Stroke is defined as an acute neurological deficit resulting from vascular infarction or haemorrhage within the central nervous system. Affecting 13.7 million people annually, stroke is the second leading cause of death and acquired disability globally. In Ireland, 7500 strokes are recorded per year representing the leading cause of acquired neurological disability worldwide (1-2).
The pathogenesis of stroke can be separated into haemorrhagic or ischaemic. Ischaemic strokes describe vessel constriction or occlusion in the brain, responsible for 85% of all cases. Treatments such as thrombolytics (Alteplase/Tenecteplase) and thrombectomy focus on occlusion removal and blood flow restoration. There is urgency in recanalization to preserve neurological function and to optimise recovery time and quality of life (3).

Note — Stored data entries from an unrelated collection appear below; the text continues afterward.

PR #5902, opened 2021-10-04
[Fogbugz # 1365687] Fixing depth pyramid with multicamera on hardware drs.

kecho:
### Purpose of this PR
AO and SSR in Hardware DRS is currently broken when we have scene view + gameview camera. To reproduce ensure that we have a proper dx12 scene.

This fix makes it so that the pyramid depth is done per camera, and not globally. The issue was coming from multicamera support, stomping the state of the previous camera, since the depth pyramid was global.

Fogbugz: https://fogbugz.unity3d.com/f/cases/1365687/

Before:
image

After:
image

---
### Testing status

Tested on a small test scene. Enabled / disabled drs and saw the fix. Its important to have dx12 and also gameview + scene view up at the same time.

#### Testing for QA
For qa the following testing points are suggested:

* For drs please have dx12 enabled and use hardware DRS. Ensure too to have both scene view and gameview displayed at the same time.
* Please reproduce and test fix on the HDRP template. Dont test refraction, will address that separately
* Test ambient occlusion
* Test screen space reflections
* Test screen space GI
* Test ray tracing AO / reflections

Anything that is dependant on pyramid depth should be regressed. The above suggestions are the minimal things I'd expect to be tested, feel free to add more. There might be problems still with the Pyramid Color but these will be worked on in a separate bug / PR.

---
### Comments to reviewers
NOTE: color pyramid might also be a problem, but will address it in a separate PR.


FrancescoC-unity (approved):

kecho:
@remi-chapelain we need a separate bug for SSGI since I dont think is related to hardware DRS / depth pyramid. Id say we close this PR and move to separate bugs for these, just like we did for color pyramid.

This investigation will be informed by the ‘RESTORE’ registry managed by Prof. Doyle, which has accumulated over 1,000 acute ischaemic stroke (AIS) clots. Histological and immunohistochemical analyses can be applied to extracted AIS thrombi to highlight percentage composition of matrix metalloproteinase-2 (MMP-2) and matrix metalloproteinase-9 (MMP-9) as part of collaborative studies across European stroke centres. MMPs are markers of extracellular matrix degradation, with considerable involvement in the integrity of the blood-brain barrier (BBB) (4). Elevated levels of MMP-2 and MMP-9 are associated with vascular impairment and disturbance of the BBB, suggesting their role in early detection of AIS and post-thrombectomy intracranial haemorrhaging (PTIH) (5).

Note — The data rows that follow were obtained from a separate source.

PR #5904, opened 2021-10-05
Depth Texture clearing fix for Overlay Camera

jonuuukas:
---
### Purpose of this PR
---
Removing SetGlobalTexture to black/white for Overlay cameras, as it's main intention is to reclear it every frame and it's guaranteed Base camera will render first and do this. For Overlay cameras - there is specific checkbox that forces clear of the depth.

This project will investigate MMP-2 and MMP-9 levels in AIS clots in regard to aetiology and patient outcomes ie. the National Institute of Health Stroke Scale (NIHSS), modified Rankin Scale (mRS) and modified Treatment In Cerebral Infarction (mTICI). Identifying correlations between thrombus composition, stroke aetiology, and clinical outcomes may help guide strategies to reduce neurological deficits, predict and manage post-thrombectomy intracranial haemorrhaging and optimise recovery time and quality of life for AIS patients.